Personaly i think horse SLAUGHTER is wrong. A better way to 'kill' a horse is to PUT it down not cut its head off. But i still(no matter what) think horse slaughter/putdown(putdown i dont care about if the horse is suffering, but for no reason no) is wrong.


----------



## 1dog3cats17rodents

Morganshoww11-are you a vegetarian/vegan? If not, then why is eating cow okay but not horse? Is it really that different?


----------



## morganshow11

No^. i dont like the idea of killing any animal.
And it MY opinion. everyone has their own opinion, so what does it matter to you what i think???????


----------



## ChingazMyBoy

Guys,

People have different oppinions, can we not have a major fight about this, because I can see where this is going and just let others have oppionions without being rude ((not saying anyone is))


----------



## goldilockz

It's fine to have differing opinions, but it's offensive when someone comes into a thread completely hostile and says things like "f*** all the people who aren't trying to stop slaughter". That is essentially throwing a big "F*** you" at many of our members. 

morganshow11 - There are far more effective ways to get people to listen to your opinion, and possibly even consider your stance. You will attract more flies with honey than with vinegar.


----------



## morganshow11

^^sorry if it came off that way.
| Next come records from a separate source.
PR #9088, opened 2025-10-13
[ImportVerilog][Moore] Add real-to-int & int-to-real operators

Scheremo:
This commit introduces explicit conversion operations between real and integer types in the Moore dialect, following IEEE 1800-2023 §6.24.1 *Cast operator* and §6.12 *Real, shortreal and realtime data types*. It also extends VerilogImport to recognize and materialize these conversions during AST translation.

- **Dialect (`MooreOps.td`)**
  - Added `RealToIntOp` for rounding real/shortreal values to two-valued integers.
  - Added `IntToRealOp` for widening integer values to real/shortreal.
  - Both ops marked `Pure` with explicit assembly formats.

- **Import logic (`Expressions.cpp`)**
  - Added conversion handling in `Context::materializeConversion`:
    - `RealType` -> `IntType` -> `RealToIntOp`
    - `IntType` -> `RealType` -> `IntToRealOp`

- **Tests**
  - **SystemVerilog import**
    - Added `basic.sv` tests verifying correct lowering of `real'(expr)` and `int'(expr)` casts for all real/int width combinations (`f32/i32`, `f64/i64`).
    - Updated `builtins.sv` to expect `moore.int_to_real` instead of a generic `conversion` op.
  - **Dialect MLIR**
    - Added `basic.mlir` tests ensuring proper parsing/printing and type mapping for 32- and 64-bit conversions.

### DIFF
--- a/test/Conversion/ImportVerilog/basic.sv
+++ b/test/Conversion/ImportVerilog/basic.sv
@@ -3308,3 +3308,39 @@ task NonBlockingAssignment(
   // CHECK-NEXT: moore.delayed_nonblocking_assign [[A]], [[NOTB]], [[TIME]]
   a <= #1ns ~b;
 endtask
+
+// CHECK-LABEL: func.func private @RealConversion(
+// CHECK-SAME: [[SR:%[^,]+]]: !moore.f32
+// CHECK-SAME: [[LR:%[^,]+]]: !moore.f64
+// CHECK-SAME: [[INT:%[^,]+]]: !moore.i42
+// CHECK-SAME: [[LINT:%[^,]+]]: !moore.i64
+function automatic void RealConversion(shortreal sr, real r, bit[41:0] i, longint longi);
+   // CHECK: [[INTTEST:%.+]] = moore.real_to_int [[SR]] : f32 -> i32
+   int intTest = int'(sr);
+    // CHECK: [[INTTEST2:%.+]] = moore.real_to_int [[LR]] : f64 -> i32
+   int intTest2 = int'(r);
+   // CHECK: [[LINTTEST:%.+]] = moore.real_to_int [[SR]] : f32 -> i64
+   longint longIntTest = longint'(sr);
+   // CHECK: [[LINTTEST2:%.+]] = moore.real_to_int [[LR]] : f64 -> i64
+   longint longIntTest2 = longint'(r);
+
+
+   // CHECK: [[SRTEST:%.+]] = moore.int_to_real [[INT]] : i42 -> f32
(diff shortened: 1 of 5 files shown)


test/Dialect/Moore/basic.mlir
```diff
@@ -449,3 +449,21 @@ func.func @TimeConversion(%arg0: !moore.time, %arg1: !moore.l64) {
...
+}
+
+// CHECK-LABEL: func.func @RealConversion64(%arg0: !moore.f64, %arg1: !moore.i64)
+func.func @RealConversion64(%arg0: !moore.f64, %arg1: !moore.i64) {
+  // CHECK: %0 = moore.real_to_int %arg0 : f64 -> i64
+  %0 = moore.real_to_int %arg0 : f64 -> i64
+  // CHECK: %1 = moore.int_to_real %arg1 : i64 -> f64
+  %1 = moore.int_to_real %arg1 : i64 -> f64
+  return
+}
```
fabianschuiki: Would it make sense to turn the `i32` and `i64` in this example into an `i42` to cover the fact that these are conversions to and from arbitrary integer bit widths?

test/Conversion/ImportVerilog/basic.sv
```diff
@@ -3245,3 +3245,29 @@ function automatic void ConcatSformatf(string testStr, string otherString, ref s
...
+
+   // CHECK: [[SRTEST:%.+]] = moore.int_to_real [[INT]] : i32 -> f32
+   shortreal srTest = shortreal'(i);
+   // CHECK: [[SRTEST2:%.+]] = moore.int_to_real [[LINT]] : i64 -> f32
+   shortreal srTest2 = shortreal'(longi);
+   // CHECK: [[RTEST:%.+]] = moore.int_to_real [[INT]] : i32 -> f64
+   real rTest = real'(i);
+   // CHECK: [[RTEST2:%.+]] = moore.int_to_real [[LINT]] : i64 -> f64
+   real rTest2 = real'(longi);
+endfunction
```
fabianschuiki, line 3346: Would it make sense to turn the `int` and `longint` in this example into a `bit [41:0]` to cover the fact that these are conversions to and from arbitrary integer bit widths?

test/Dialect/Moore/basic.mlir
Scheremo: Sure, why not? Changed them to `i42`.

test/Conversion/ImportVerilog/basic.sv
Scheremo: Sure, why not? Changed `i` to `i42`.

I did not meen any of the members on this forum, sorry


----------



## Sunny06

^^ Sweetie, you have just opened a whole nother can of worms..
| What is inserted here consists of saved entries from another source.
PR #9091, opened 2025-10-14
[ESI] Add serde support for wide integers

mortbopet:
It is *very* frustrating that ser/de through ESI `(U)Int` types in C++ just _doesn't work_. I think that until (if ever) ESI provides an arbitrary-width C++ integer type, it'll be acceptable to fall-back to ser/de through bytearrays for >64-bit int-like types.


mortbopet:
publish run https://github.com/llvm/circt/actions/runs/18490843602

PR #9092, opened 2025-10-14
[ImportVerilog] Generalize materialization of constant real values

Scheremo:
This patch teaches the ImportVerilog conversion to correctly lower SystemVerilog
real and shortreal constant values into `moore.real_constant` operations.

* **MooreOps.td**
  - Relax `RealLiteralOp` result type from fixed `RealF64` to generic
    `RealType` to support both 32-bit and 64-bit real kinds.

* **ImportVerilog/Expressions.cpp**
  - Add `Context::materializeSVReal()` helper to construct `RealLiteralOp`s from
    `slang::ConstantValue` reals.
  - Replace direct creation of an F64 literal with a call to the new helper.
  - Hook `materializeConstant()` to handle `ConstantValue::isReal()` and
    `isShortReal()`.

* **ImportVerilogInternals.h**
  - Declare `materializeSVReal()` alongside `materializeSVInt()`.

* **Tests**
  - Add `testRealLiteral` and `testShortrealLiteral` functions to verify that
    real and shortreal literals produce the expected `moore.real_constant`
    operations with `f64` and `f32` types.

Overall, this enables correct handling of floating-point literals in the
ImportVerilog pipeline.

### DIFF
--- a/lib/Conversion/ImportVerilog/Expressions.cpp
+++ b/lib/Conversion/ImportVerilog/Expressions.cpp
@@ -1084,8 +1084,7 @@ struct RvalueExprVisitor : public ExprVisitor {
 
   /// Handle real literals.
   Value visit(const slang::ast::RealLiteral &expr) {
-    return moore::RealLiteralOp::create(
-        builder, loc, builder.getF64FloatAttr(expr.getValue()));
+    return context.materializeSVReal(*expr.getConstant(), *expr.type, loc);
   }
 
   /// Helper function to convert RValues at creation of a new Struct, Array or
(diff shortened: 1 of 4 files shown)


lib/Conversion/ImportVerilog/Expressions.cpp
```diff
@@ -1499,6 +1499,13 @@ Value Context::convertToBool(Value value) {
   return {};
 }
 
+/// Materialize a Slang real literal as a constant op.
+Value Context::materializeSVReal(const slang::real_t &svreal, Location loc) {
+  auto f64Ty = mlir::Float64Type::get(getContext());
+  mlir::FloatAttr attr = mlir::FloatAttr::get(f64Ty, llvm::APFloat(svreal.v));
+  return moore::RealLiteralOp::create(builder, loc, attr);
+}
+
```
fabianschuiki, line 1526: Should this accept a `slang::ast::Type` and call `materializeConversion` like `materializeSVInt` does? How are `shortreal` constants materialized?

Scheremo: All good questions; the "usual" path to materialization is already implemented when visiting `slang::ast::RealLiteral` in the `ExprVisitor`. 
This materialization is only called when the LHS does not have a type, as in 
```
parameter test = 1.2345;
```
, since the type cannot be inferred in this case - I don't *expect* Slang to ever emit a `shortreal` when the LHS type cannot be determined, because the spec, in Section 5.7.2 says it shouldn't; materializing a `real` should be correct. Constructs like
```
parameter real test = 1.2345;
parameter shortreal test = 1.2345;
```
both already work correctly without this patch 😄

fabianschuiki: Nice, sounds great!

Scheremo: Actually, I just tried with an explicit cast, e.g.
```
parameter test = shortreal'(1.2345);
```
which actually emits a `shortreal`, so we do need a case distinction 😃

fabianschuiki: Maybe the existing support for  `parameter shortreal test = 1.2345;` could use the same `materializeSVReal` code path with the `shortreal` provided as a type?

Scheremo: Now that's a good idea! Refactored to do exactly that.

I REALLY don't think posting this whole thread was a good idea..It's pretty obvious that [immature] people are going to get on here and start fights, cuss everybody out, and otherwise make people who are pro-slaughter look like horse-abusers. 
*I do not think slaughter is wrong.* People who do only think that because they are around horses and know them.. What is the difference between a horse or cow? If you lived with cows you'd feel the same about _them_ as you do horses.
It really bothers me that [the above poster] thinks that people are 'going to hell' for slaughtering horses..How is this any different than killing any other animal? As far as I am concerned, you are _all _for slaughter because you eat meat and use leather...
And people ARE killing horses for a reason. FOOD. If you euthanize a horse they are no longer usable. If a horse was going to die, wouldn't you at least want it to go to use? Not waste. 
Abuse on the other hand should definetely be punished for..Slaughter is not abuse. Not all slaughter houses kill them inhumanely. Most US/Canadian ones are much better..But then again cows are killed the same way so I do not see much a difference between killing horses and killing a cow..


----------



## morganshow11

Just ignore me ok!? i have temper issues sheesh/.


----------



## Sunny06

^^ Work on it.


----------